2: Water, Weak Bonds, and the Generation of Order Out of Chaos

Water, Weak Bonds, and the Generation of Order Out of Chaos

2.1 Thermal Motions Power Biological Interactions
2.2 Biochemical Interactions Take Place in an Aqueous Solution
2.3 Weak Interactions Are Important Biochemical Properties
2.4 Hydrophobic Molecules Cluster Together
2.5 pH Is an Important Parameter of Biochemical Systems

Our senses—vision, taste, smell, hearing, and touch—allow us to experience the world. We delight in the softness of a kitten’s fur and the loudness of its purr through touch and hearing. remarkably, these sensuous pleasures depend on weak, reversible chemical bonds.

Cells, as shown in Chapter 1, present a remarkable display of functional order. Millions of individual molecules are the cell’s building blocks, consisting of the four key biomolecules of life—proteins, nucleic acids, lipids, and carbohydrates. These molecules are, for the most part, stable because they are constructed with strong covalent bonds—bonds in which the electrons are shared by the participating atoms. However, the remarkable structure and function of the cell itself are stabilized by weak interactions that have only a fraction of the strength of covalent bonds.

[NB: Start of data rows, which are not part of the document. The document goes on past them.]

PR #2548, opened 2023-10-07
Update to Chromium 118.0.5993.70

Ahrotahn:
This PR updates to Chromium 118.0.5993.70.

Notes:

* The disable-webstore-urls patch had some changes due to [[4767959]](https://chromium-review.googlesource.com/c/chromium/src/+/4767959)

* New additions to fix-building-with-prunned-binaries for [[4762904]](https://chromium-review.googlesource.com/c/chromium/src/+/4762904) to handle building without tflite

* A handful of changes to the safebrowsing patch for [[4760985]](https://chromium-review.googlesource.com/c/chromium/src/+/4760985), [[4712670]](https://chromium-review.googlesource.com/c/chromium/src/+/4712670), and [[4808423]](https://chromium-review.googlesource.com/c/chromium/src/+/4808423). I've also removed the privacy_guide_safe_browsing_fragment.js removals since those only existed due to the string removals which were removed in the last major version.

* remove-unused-preferences-fields had updates for [[4744021]](https://chromium-review.googlesource.com/c/chromium/src/+/4744021), [[4770014]](https://chromium-review.googlesource.com/c/chromium/src/+/4770014), [[4811081]](https://chromium-review.googlesource.com/c/chromium/src/+/4811081), and [[4672658]](https://chromium-review.googlesource.com/c/chromium/src/+/4672658). I also cleaned up a couple sections in download_item_model that were creating warnings previously.

* The Bromite measuretext fingerprinting patch needed some small adjustments for [[4780556]](https://chromium-review.googlesource.com/c/chromium/src/+/4780556)

* New additions to the remove-uneeded-ui patch to remove the non-functional store entry in the extension section of the main menu, and a fix for #2547

* Added a new flag for the unpack command:  `--skip-unused`
    This skips extracting directories that would be removed by prune_binaries.py

<br>

[Change log](https://chromium.googlesource.com/chromium/src/+log/117.0.5938.150..118.0.5993.71?pretty=fuller&n=10000)
[Blog post](https://chromereleases.googleblog.com/2023/10/stable-channel-update-for-desktop_10.html)

PR #2552, opened 2023-10-12
Fix renderer SIGSEGV observed on certain website and profile combinations

madscientist159:
Rarely, with specific website and profile combinations, canvas can be NULL inside blink::BaseRenderingContext2D::measureText(), causing a SIGSEGV.

Check for canvas validity before attempting to dereference the canvas pointer.

Tested to work on Debian Bullseye ppc64el


PF4Public:
Please change `revision.txt` to `2`.

Ahrotahn (approved):
Looks good to me!

uazo:
https://github.com/ungoogled-software/ungoogled-chromium/pull/2552/files/a10f85f230cb80cb7fa5dc17860478e33f0632f5
^^^ may not be the right way

Please try this:
https://github.com/uazo/cromite/commit/002dc9166f20c34dc2ea87004712725e9e4bc3b0#diff-36022052f5651cc967d7f98fc0dde92075cbc05b3b670f26e9ec0832ae30a210L498

otherwise the anti-fingerprint measure may not be applied if javascript uses an offlinecanvas.
try with:
```
c = new OffscreenCanvas(500, 200).getContext('2d');
console.log(c.measureText("pippo"))
```

uazo:
> ** Currently debugging at assembler level due to oddities in the debug symbol 

@madscientist159 I am detecting, I think since v115, some problems myself with the blink side crash logs, which I can no longer get as easily as before.
Unfortunately, I haven't identified the cause yet, but I was wondering how you had [recovered the stack trace](https://github.com/ungoogled-software/ungoogled-chromium/pull/2548#issuecomment-1760222626)

PF4Public:
My concern was that the fact that this piece of code worked without errors for so long and suddenly failed in 118 could signify that we might just hit the tip of an iceberg, which means that we may have a deeper issue. 

I also compared our patches to Cromite/Bromite, found that they have this hunk in a different file, but also do not check canvas for null, so, I thought it would be a good idea to notify uazo about this issue. Oh boy how on-point that thought was :) @uazo thank you for your input.

uazo:
> My concern was that the fact that this piece of code worked without errors for so long and suddenly failed in 118 could signify that we might just hit the tip of an iceberg

the story was that previously neither ungoogled nor (b/c)romite foresaw that possibility, leaving open a door to fingerprinting, although minimised by the fact that fonts installed on the machine are not recoverable in cromite.
because of (thanks to :) https://chromium-review.googlesource.com/c/chromium/src/+/4791824 pointed out to me that that api is also available for offscreen canvas, which is why I have to decide to set up https://github.com/uazo/bromite-buildtools/issues/229 at some point (little time and too many things to do)
there are and may also be other patches to reanalyse, unfortunately I too have grown with time and only now understand (a little more :) the relationships between ExecutionContext, Frame and Document, which I ignored before. partly my fault, if I remember correctly I wrote that piece of code.

> I thought it would be a good idea to notify uazo about this issue

absolutely, don't ever make such problems, please.

PF4Public:
@uazo You do not check `canvas` validity in Cromite, could you try reproducing this issue on https://secure26ea.chase.com/web/auth/dashboard ? Do you observe SEGFAULT? I cannot build Cromite on Linux since 118 as my patches do not apply anymore and need updating (I didn't have time for that yet).

uazo:
>  could you try reproducing this issue 

no crashes, but you can also try https://abrahamjuliot.github.io/creepjs/tests/fonts.html

PF4Public:
> > could you try reproducing this issue
> 
> no crashes, but you can also try https://abrahamjuliot.github.io/creepjs/tests/fonts.html

This also crashes ungoogled-chromium for me :)

uazo:
> Would you be willing to allow us to use your solution?

Sure!

> It could also be simplified a bit:

i'm always undecided as to which method is best, so i'm doing different tests here and there on how to write code that fails in case of changes on the chromium team side.
not only that, I have realised that when a crash occurs, it is easier to work out which line is responsible, but these are all tests, I haven't yet decided how to always write it.

networkException:
Sorry I didn't quite follow the discussion, do we want to merge this?

PF4Public:
Better solution was in @Ahrotahn's message above, @Ahrotahn Would you be willing to submit a PR?

uazo:
> Better solution was in @Ahrotahn's message above,

for the record, technically it is the exact same thing writing with fewer bytes of text code :)

> credit @uazo for solution

personally, I don't care but of course do as you wish

PF4Public:
> for the record, technically it is the exact same thing writing with fewer bytes of text code :)

Sorry, @uazo, I didn't mean that _that code_ was better than _yours_! I meant that _that code_ was better than checking for `canvas` validity as suggested in present PR.

Ahrotahn:
If @madscientist159 wants to update this PR with those changes we can keep everything here.  I can make a separate PR if that's what you'd prefer though!

madscientist159:
> > ** Currently debugging at assembler level due to oddities in the debug symbol
> 
> @madscientist159 I am detecting, I think since v115, some problems myself with the blink side crash logs, which I can no longer get as easily as before. Unfortunately, I haven't identified the cause yet, but I was wondering how you had [recovered the stack trace](https://github.com/ungoogled-software/ungoogled-chromium/pull/2548#issuecomment-1760222626)

In my case, I take advantage of the fact that basically every function call on ppc64[el] stores the previous link register in the prior stack frame as an architectural ABI requirement (we have 32 GPRs available, not counting any vector or float registers).  It's pretty hard to get into a situation on ppc64 where you can't recover at least some kind of call chain, unless you're dealing with JITted or otherwise generated code where the addresses are mostly meaningless.

For x64 I'm pretty sure there's a compiler option to force something similar, but on x64 that will come at a performance penalty due to the lower register count, so it's only ever enabled on debug builds.  Ideally however we'd figure out why Chrome isn't respecting the `-g` flag as it would make debugging a lot easier...

bsdice:
+1 on enabling the craftier users to debug such issues easier. I hit this bug on nginx.com but all I saw at first was two lines of kernel messages with the SIGSEGV message. Nothing more on stdout or anywhere. Granted I have coredumps off via "kernel.core_pattern=|/bin/false".

I looked for basic tips and then tried gdb, but there was no output or backtrace whatsoever. I know this thing is a monster to compile and maintain, but we're likely stuck with this monoculture until something libre based on Rust/QuickJS comes out.

PF4Public:
I still get SEGFAULTs after rebuilding, but I noticed that
>chrome[499]: segfault at 20 ip 

Which suggests me that it is now not a NULL dereference, but a SPACE dereference :D

Maybe my local problem or something, does it work for anyone?

PF4Public (approved):
No more crashes!

Ahrotahn (approved):
Thanks y'all!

Two questions immediately come to mind: How is such stabilization possible? And why is it advantageous? The answer to the first question is that there is stability in numbers. Many weak bonds can result in large stable structures. The answer to the second question is that weak bonds allow transient interactions. A substrate can bind to an enzyme, and the product can leave the enzyme. A hormone can bind to its receptor and then dissociate from the receptor after the signal has been received. Weak bonds allow for dynamic interactions and permit energy and information to move about the cell and organism. Transient chemical interactions form the basis of biochemistry and life itself.

Water is the solvent of life and greatly affects weak bonds, making some weaker and powering the formation of others. For instance, hydrophobic molecules, such as fats, cannot interact with water at all. Yet, this chemical antipathy is put to use. The formation of membranes and the intricate three-dimensional structure of biomolecules, most notably proteins, are powered by an energetic solution to the chemical opposition between water and hydrophobic molecules.

DID YOU KNOW?

One angstrom (Å) = 0.1 nanometer (nm) = 1 × 10⁻¹⁰ meter (m). It is named after Swedish physicist Anders Jonas Ångström (1814–1874) who expressed wavelengths as multiples of 1 × 10⁻¹⁰ meter. That length was subsequently named an angstrom.

Our experience of life happens at a distance of 4 angstroms (4 Å, or 0.4 nm), the typical length of noncovalent bonds. The pressure of a held hand, the feeling of a kiss, the reading of the words on this page—all of these sensations are the result of large, covalently bonded molecules interacting noncovalently with a vast array of other large molecules or with sodium ions, photons, or an assortment of other signal molecules, all at a distance of approximately 4 Å.

In this chapter, we will focus on transient interactions between molecules—weak, reversible but essential interactions. We will see how molecules must meet before they can interact and will then examine the chemical foundations for the various weak interactions. Finally, we will examine especially prominent weak, reversible interactions—the ionization of water and weak acids.